# more pics...don't look if u just ate...



## Teej (Dec 19, 2001)

http://www.bmwm5.com/vbulletin/showthread.php?threadid=15842

scroll down on that page to see some pics... man if those headlights really make it into the production version, then I take back my words from that other post...I don't like it!! Maybe they just put the 7's lights on it as part of the disguise?? To me they look exactly the same...and I doubt the light design will be absolutely identical.....right????


----------



## TD330ci (Dec 29, 2001)

OMG!! 

Me too!! Fix those lights!! 

Can you say, "Cross eyed B*TCH" :thumbdwn:


----------



## mineallmine (Mar 19, 2002)

It makes me glad I ordered a 2002 instead of waiting 'til the next model year!
2002's are classy.


----------



## Alex Baumann (Dec 19, 2001)

Am I the only one who thinks that the pic above is an E65 (with prototype bumpers) ?

I'm betting that this is a picture of the E65. It happened before, some magazines printed the pictures of the new 7 series and captioned them as the coming 5.


----------



## Mr. The Edge (Dec 19, 2001)

I don't think so--I don't see the "double hump" dash that the 7 has


----------



## Alex Baumann (Dec 19, 2001)

atyclb said:


> *I don't think so--I don't see the "double hump" dash that the 7 has *


Hmm, but I can see it.


----------



## Mr. The Edge (Dec 19, 2001)

ooohh--good eye--I thought that was the fogged windshield on first glance, but I think you may be right.


----------



## Teej (Dec 19, 2001)

Alex Baumann said:


> *Am I the only one who thinks that the pic above is an E65 (with prototype bumpers) ?
> 
> I'm betting that this is a picture of the E65. It happened before, some magazines printed the pictures of the new 7 series and captioned them as the coming 5. *


Yea I actually thought about that too when I first saw it. Looks a lot like the 7...and I hope you're right. The only other difference I do see is the placement of the kidneys with respect to the lights. In the 7 the top of the grill is higher that the lights..but in this pic it looks more "normal"  Although the kidneys look more like Pontiac's! :thumbdwn:


----------



## dduk (Jan 3, 2002)

We may be getting the new 5 when it comes out. The front-side view rendition in the link above looks like the Volvo S60.:thumbdwn:


----------



## Mr. The Edge (Dec 19, 2001)

This month's Roundel confirms it.

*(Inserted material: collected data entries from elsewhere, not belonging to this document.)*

Issue #3117, opened 2020-06-07
Error in FindClusters


william0701:
When I run FindClusters, I get an error as:
```
Error in names(ids) <- colnames(x = object) : 
  'names' attribute [11740] must be the same length as the vector [11739]
```
The data I use is here [file](https://www.ncbi.nlm.nih.gov/geo/download/?acc=GSM4557338&format=file&file=GSM4557338%5FHIP044%5Fcell%2Ecounts%2Ematrices%2Erds%2Egz). And my process code is

```
 library(dplyr)
  library(Seurat)
  library(patchwork)
  library(ggplot2)
  library(SingleR)
  library(SingleCellExperiment)
  library(scater)
 
  pbmc_data <- readRDS(file = rds.file)$exon
  pbmc <- CreateSeuratObject(counts = pbmc_data,project = 'test')
  pbmc <- PercentageFeatureSet(pbmc, pattern = "^MT-", col.name = "percent.mt")
  pbmc <- SCTransform(pbmc, vars.to.regress = "percent.mt", verbose = FALSE)
  pbmc <- RunPCA(pbmc, verbose = FALSE)
  pbmc <- RunUMAP(pbmc, dims = 1:50, verbose = FALSE)
  pbmc <- FindNeighbors(pbmc, dims = 1:50, verbose = FALSE)
  pbmc <- FindClusters(pbmc, verbose = FALSE)
```

andrewwbutler:
Thanks for reporting! This should now be fixed on the `develop` branch.

PR #3203, opened 2020-06-29
fix edge case when last node has no edges

andrewwbutler:
This PR addresses https://github.com/satijalab/seurat/issues/3117

The issue arises when the last column in the SNN matrix has 0 edges that pass the edge weight filtering parameters. In the `matrixToNetwork` function, total number of nodes `nNodes` was set as the max element from the `node1` and `node2` vectors. However, if the only nonzero element in the SNN matrix for the last column is the diagonal 1 (self), the `nNodes` gets set to 1 fewer than the actual total number of nodes. This was why the function was returning one fewer cluster assignment and causing issues in the Seurat function that tries to store the cluster labels. 

Here I modified the `matrixToNetwork` function to directly take `nNodes` as a parameter that can be obtained from the matrix itself to avoid this issue. The other place that `matrixToNetwork` is used is in `readInputFile`. It was less clear what to do here and since it's not really used, I just defaulted back to the original behavior.

@evolvedmicrobe , if you have any thoughts/feedback, would be happy to incorporate.


src/RModularityOptimizer.cpp
```diff
@@ -82,8 +82,8 @@ IntegerVector RunModularityClusteringCpp(Eigen::SparseMatrix<double> SNN,
     if(node1.size() == 0) {
       stop("Matrix contained no network data.  Check format.");
     }
-
-    network = matrixToNetwork(node1, node2, edgeweights, modularityFunction);
+    int nNodes = std::max(SNN.cols(), SNN.rows());
```
cdarby, line 85: As I understand it, SNN is the weighted adjacency matrix, so it ought to be square. Maybe you should require that it is square to prevent further issues down the line?

andrewwbutler: It's a good point but I think checking for that should probably happen upstream of this function. Originally back in the v1 days, for this clustering functionality we were calling out to a java implementation provided by the authors of the clustering papers (http://www.ludowaltman.nl/slm/). It was then basically directly translated to this c++ implementation which was nice for both speed and it made distribution/installation easier. While we almost always tend to use it with the SNN matrix, the clustering algorithms themselves don't require the input network to have that structure and some of the tests that we have for it (in https://github.com/satijalab/seurat/blob/master/tests/testthat/test_modularity_optimizer.R)  don't actually use a square matrix as input.

Issue #3168, opened 2020-06-22
Leidenalg: FindClusters with method='igraph' with default weights=NULL is not good: suggestions to fix it


therealgenna:
Currently (Seurat v3.1.5, `Seurat:::RunLeiden`), using `method='igraph'` with the default of `weights=NULL` when calling `FindClusters(..., algorithm=4, ...)` is not working well, as it calls `igraph::graph_from_adjacency_matrix()` also with the default of `weighted=NULL`, which seems to drop all edge weights below 1 (I suppose it might use floor()); since all SNN weights are <=1, most of the edges are dropped yielding most of the vertices as singletons (which are later assigned to a nearby cluster with the default group.singletons=T of FindClusters.) 

The straightforward workaround is to pass `weights=T` in conjunction with `method='igraph'` - see Seurat:::RunLeiden. This produces clustering identical to the default `method='matrix'` (with the default `weights=NULL`).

It is a 7 series sedan, but with the nose and front fenders of the new 5er. Roundel thinks iDrive will be standard.


----------



## Alex Baumann (Dec 19, 2001)

atyclb said:


> * Roundel thinks iDrive will be standard. *


True, but it will be simpler than the one in E65, something like I-Drive Light.

On the other hand, they are preparing a Software update for I-Drive in the E65, to make the menus a bit more simple.


----------